Machine learning symposium – Oct 21, 2011

by The Bayesian Observer

I spent the day at the annual machine learning symposium organized by the NY academy of sciences. The keynotes were by Léon BottouYoav Freund, and Stephen Boyd. In addition, there were ~30 posters and a number of short talks by some of the poster presenters. I enjoyed Stephen Boyd’s keynote the most. He talked about a method for decoupling convex optimization problems for performing distributed machine learning with data sets that have a very large number of features and/or training samples. This is particularly relevant to the cluster/parallel computing paradigm.  Although I used his textbook in grad school, it was the first time I head him speak.
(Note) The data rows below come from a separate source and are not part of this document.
PR #7408, opened 2020-06-22
Add parameter update_password to tower_user module

koleo:
##### SUMMARY

Add a parameter **update_password** to **tower_user** module.

Available values are **always** (default) or **on_create**.

- When update_password=on_create, password is set only if a new user is created.
- When update_password=always, password is set for new and existing users (if password is provided). That's the way it works, currently.

##### ISSUE TYPE

 - Feature Pull Request

##### COMPONENT NAME

 - Collection

##### AWX VERSION

```
awx: 12.0.0
```

##### ADDITIONAL INFORMATION

This new parameter is particularly useful when you want to generate random passwords for new users but do not want to change passwords for any existing users.

The implementation is based on the System User module: https://docs.ansible.com/ansible/latest/modules/user_module.html#parameter-update_password

### DIFF
--- a/awx_collection/plugins/modules/tower_user.py
+++ b/awx_collection/plugins/modules/tower_user.py
@@ -55,6 +55,13 @@ options:
       description:
         - Write-only field used to change the password.
       type: str
+    update_password:
+      description:
+        - C(always) will update passwords if they differ.
+        - C(on_create) will only set the password for newly created users.
+      type: str
+      choices: [ always, on_create ]
+      default: always
     state:
       description:
         - Desired state of the resource.
@@ -115,6 +122,7 @@ def main():
         is_superuser=dict(type='bool', default=False, aliases=['superuser']),
         is_system_auditor=dict(type='bool', default=False, aliases=['auditor']),
         password=dict(no_log=True),
+        update_password=dict(choices=['always', 'on_create'], default='always', no_log=False),
         state=dict(choices=['present', 'absent'], default='present'),
     )
 
@@ -129,6 +137,7 @@ def main():
     is_superuser = module.params.get('is_superuser')
     is_system_auditor = module.params.get('is_system_auditor')
     password = module.params.get('password')
+    update_password = module.params.get('update_password')
     state = module.params.get('state')
 
     # Attempt to look up the related items the user specified (these will fail the module if not found)
@@ -158,7 +167,7 @@ def main():
         new_fields['is_superuser'] = is_superuser
     if is_system_auditor:
         new_fields['is_system_auditor'] = is_system_auditor
-    if password:
+    if password and (not existing_item or update_password == 'always'):
         new_fields['password'] = password
 
     # If the state was present and we can let the module build or update the existing item, this will return on its own
--- a/awx_collection/test/awx/test_user.py
+++ b/awx_collection/test/awx/test_user.py
@@ -44,3 +44,16 @@ def test_password_no_op_warning(run_module, admin_user, mock_auth_stuff, silence
     silence_warning.assert_called_once_with(
         "The field password of user {0} has encrypted data and "
         "may inaccurately report task is changed.".format(result['id']))
+
+
+@pytest.mark.django_db
+def test_update_password_on_create(run_module, admin_user, mock_auth_stuff):
+    for i in range(2):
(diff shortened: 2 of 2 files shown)


awx_collection/plugins/modules/tower_user.py
```diff
@@ -8,7 +8,7 @@
 __metaclass__ = type
 
 
-ANSIBLE_METADATA = {'metadata_version': '1.1',
+ANSIBLE_METADATA = {'metadata_version': '1.2',
```
AlanCoding: I don't think this is the right way to do this. The version_added should reference the collection version and not the metadata version too.

awx_collection/plugins/modules/tower_user.py
```diff
@@ -55,6 +55,14 @@
       description:
         - Write-only field used to change the password.
       type: str
+    update_password:
```
AlanCoding, line 58: I'm all in favor of getting this merged, but to be transparent I will state my only remaining hesitation.

We have other modules which take secrets, like `tower_credential` will accept secrets inside of the `inputs` field. It's possible that we could move this logic to the shared code in module_utils. For that, it would make more sense to have a general setting like `update_secrets` so there wouldn't be different parameters for each secret-ish field.

We can change the implementation later, but we can't rename the parameter as easily.

awx_collection/plugins/modules/tower_user.py
koleo: Okay, fixed, thanks.

awx_collection/plugins/modules/tower_user.py
koleo: IMHO an `update_secrets` parameter would only make sense if we rename `password` to `secret`. Once the `tower_user` module implements a `password` parameter, I think the best approach is to name this new one `update_password`.

As an example, [`user`](https://docs.ansible.com/ansible/latest/modules/user_module.html#parameter-password) module implements the parameters `password`/`update_password` and [`win_credential`](https://docs.ansible.com/ansible/latest/modules/win_credential_module.html#parameter-secret) implements the parameters `secret`/`update_secret`. But they all remain consistent in their names. 

As for whether to move it to module_utils, this can always be done later, if necessary.

awx_collection/plugins/modules/tower_user.py
```diff
@@ -158,7 +167,7 @@ def main():
         new_fields['is_superuser'] = is_superuser
     if is_system_auditor:
         new_fields['is_system_auditor'] = is_system_auditor
-    if password:
+    if password and (not existing_item or update_password == 'always'):
```
john-westcott-iv, line 170: Do we want to have an elif condition that calls module.warn() to have Ansible display a warning indicating that it is choosing to not set the password if this condition is set to ignore it and password was actually set?

beeankha (approved):
This looks OK to me!

awx_collection/plugins/modules/tower_user.py
koleo: For the use case I described in the PR comment, I would always set a (default or random) password in my playbook’s task as I can’t assume if user exists or not.

If we implement the log warn as you suggest, I will always get a warning in such a situation, which seems excessive...

AlanCoding:
Replying mostly to:

https://github.com/ansible/awx/pull/7408#discussion_r448494849

The main argument there is that the naming of the parameter here is desirable. I don't disagree.

I have put up a modified version of this at https://github.com/ansible/awx/pull/8087. This does the same thing via a parameter `update_secrets` as opposed to `update_password`. I completely agree that this is naming is _less good_. However, I would like to make a tradeoff to use the less obvious naming so that we have something more maintainable.

Taking logic added to a single module and migrating it to the shared module_utils is absolutely not trivial. If different modules wish to make use of a shared utility, but reference it by different names in different cases, then that would create additional overhead. We even have tests to enforce feature completeness, and these would require special exceptions for each case.

We have had a _strong_ push to keep these modules as generalized as possible, @john-westcott-iv has done wonders to this goal. Putting in non-API parameters to specific modules for specific purposes would be a step backwards for these goals, and people like John have invested a lot into development good designs.

AlanCoding:
I used your original commit, but put it in a new PR with `update_secrets`

PR #7413, opened 2020-06-22
Update awxkit credential page create_payload

elyezer:
##### SUMMARY
Only assign an organization if none of user, team or organization is
passed. When creating a credential just one of those fields are expected
and now that https://github.com/ansible/awx/pull/7381 is merged, that is
being enforced.

##### ISSUE TYPE

 - Bugfix Pull Request

##### COMPONENT NAME

awxkit

##### AWX VERSION

```
awx: 12.0.0
```

PS.: I am currently testing these changes

### DIFF
--- a/awxkit/awxkit/api/pages/credentials.py
+++ b/awxkit/awxkit/api/pages/credentials.py
@@ -287,7 +287,7 @@ class Credential(HasCopy, HasCreate, base.Base):
 
         credential_type, organization, user, team = filter_by_class(
             (credential_type, CredentialType), (organization, Organization), (user, User), (team, Team))
-        if not any((user, team, organization)):
+        if not all((user, team, organization)):
             organization = Organization
         self.create_and_update_dependencies(
             credential_type, organization, user, team)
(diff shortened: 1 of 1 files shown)


awxkit/awxkit/api/pages/credentials.py
```diff
@@ -323,7 +323,7 @@ def create(
         return self.update_identity(
             Credentials(
                 self.connection)).post(payload)
-
```
elyezer, line 326: I can drop these changes, my edit got the remove empty spaces at the end of the line when saving.

elyezer:
I've done some testing and this is ready for review

elyezer:
After more investigation I realized this is not needed and the changes will actually break the expected behavior. That said I am going to close this.

awxkit/awxkit/api/pages/credentials.py
```diff
@@ -287,7 +287,7 @@ def create_payload(
 
         credential_type, organization, user, team = filter_by_class(
             (credential_type, CredentialType), (organization, Organization), (user, User), (team, Team))
-        if not any((user, team, organization)):
+        if not all((user, team, organization)):
```
kdelee, line 290: I wonder if you want to check for each one individually.

If you have a user, get the org from it.

If you have a team, get the org from it,

If you have an org...use it.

His talk was lucid, entertaining and seemed effortless.

The poster talks that caught my attention were:

  1. A Reliable, Effective Terascale Linear Learning System – Miroslav Dudik (Yahoo! Research). I’d heard a longer description of this work by John Langford at one of the NY ML meetups where John described a system they’ve developed called ‘AllReduce’.
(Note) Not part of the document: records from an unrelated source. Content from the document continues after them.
PR #7420, opened 2020-06-23
Update awxkit credential creation

elyezer:
##### SUMMARY
Does not have an organization by default. Let `create_payload` decide if
it should be automatically created or not. This will avoid having more
than one owner when either user or team is passed to `create`.

##### ISSUE TYPE

 - Bugfix Pull Request

##### COMPONENT NAME

 - awxkit

##### AWX VERSION

```
devel
```

### DIFF
--- a/awxkit/awxkit/api/pages/credentials.py
+++ b/awxkit/awxkit/api/pages/credentials.py
@@ -310,7 +310,7 @@ class Credential(HasCopy, HasCreate, base.Base):
             credential_type=CredentialType,
             user=None,
             team=None,
-            organization=Organization,
+            organization=None,
             inputs=None,
             **kwargs):
         payload = self.create_payload(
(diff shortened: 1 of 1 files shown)


awxkit/awxkit/api/pages/credentials.py
```diff
@@ -310,7 +310,7 @@ def create(
             credential_type=CredentialType,
             user=None,
             team=None,
-            organization=Organization,
+            organization=None,
             inputs=None,
             **kwargs):
         payload = self.create_payload(
```
elyezer, line 316: `create_payload` will take care to provide the default Organization in case any of user, team or organization is provided. This is more to avoid having organization and user or team defined at the same time in case someone calls `create(user=user)` or `create(team=team)`

ryanpetrello (approved):

PR #7425, opened 2020-06-23
Don't traceback on KeyboardInterrupt

ghjm:
##### SUMMARY

Don't print a Python traceback when a user is running the awx CLI and presses Control-C.  Just exit.

##### ISSUE TYPE
 - Bughancement Pull Request

##### COMPONENT NAME
 - awxkit CLI

##### AWX VERSION
```
awx: 13.0.0
```


jbradberry (approved):
seems reasonable to me

Issue #7419, opened 2020-06-23
User Tokens List


AlexSCorey:
##### ISSUE TYPE
 - Feature Idea

##### SUMMARY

  2. Online Learning for Mixed Membership Network Models – Prem Gopalan (Princeton University). I enjoyed seeing this mainly because of my interest in Latent Dirichlet Allocation and because of a close parallel with some work I’ve trying to do with network data.
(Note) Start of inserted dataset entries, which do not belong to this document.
PR #7437, opened 2020-06-24
Picky Openshift clusters need some more options

kdelee:
If a user does not have right privileges to the cluster, they cannot
install awx with these settings. Make sure we allow them to configure them
the way it works for their cluster.

These are blocking us installing awx on an internal openshift cluster where I have limited privileges.

Goal is no behavior change if don't change defaults. `awx_psp_privileged` and `task_security_context_privileged` are default `true` so `Add privileged SCC to service account` will continue to run by default and I set the defaults for the new vars to values that cause them to stll do the same thing if nothing modified:

```
awx_deployment_security_context_enabled: true
awx_deployment_fsgroup: 0
```

### DIFF
--- a/installer/roles/kubernetes/defaults/main.yml
+++ b/installer/roles/kubernetes/defaults/main.yml
@@ -14,6 +14,9 @@ kubernetes_awx_image: "{{ tower_package_name | default('ansible/awx') }}"
 kubernetes_web_image: "{{ kubernetes_awx_image }}"
 kubernetes_task_image: "{{ kubernetes_awx_image }}"
 
+awx_deployment_security_context_enabled: true
+awx_deployment_fsgroup: 0
+
 awx_psp_create: false
 awx_psp_name: 'awx'
 awx_psp_privileged: true
--- a/installer/roles/kubernetes/tasks/openshift.yml
+++ b/installer/roles/kubernetes/tasks/openshift.yml
@@ -32,6 +32,7 @@
 - name: Add privileged SCC to service account
   shell: |
     {{ openshift_oc_bin }} adm policy add-scc-to-user privileged system:serviceaccount:{{ openshift_project }}:awx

  3. Planning in Reward Rich Domains via PAC Bandits – Sergiu Goschin (Rutgers University). Sergio drove home the point of his work beautifully and most aptly by showing a demo of his idea applied to the old Super Mario Bros. Nintendo videogame. The video shows a Mario navigating deftly through a level with an artificially high number of obstacles (ducks, and other little creatures that Mario isn’t supposed to come in to contact with). This pushed me to go back and take a look at their work.
  4. Preserving Proximity Relations and Minimizing Edge-crossings in Graph Embeddings – Amina Shabbeer (Rensselaer Polytechnic Institute). Amina’s work on displaying high dimensional graph data (each vertex of the graph is a point in high dimensional metric space) in a lower dimensional space, while preserving the distance properties as far as possible (this is a standard dimension reduction problem – PCA, LLE, MDS all seem fair game — she used MDS), and trying to prevent edge crossings (she addresses this by creating a small SVM-style linear separability problem for each pair of edges, and doing a global optimization). This work was interesting because it is a problem I encounter often when trying to visualize large scale data at AT&T as a graph. SFDP, an algorithm developed by Yifan Hu of AT&T Labs addresses the same problem.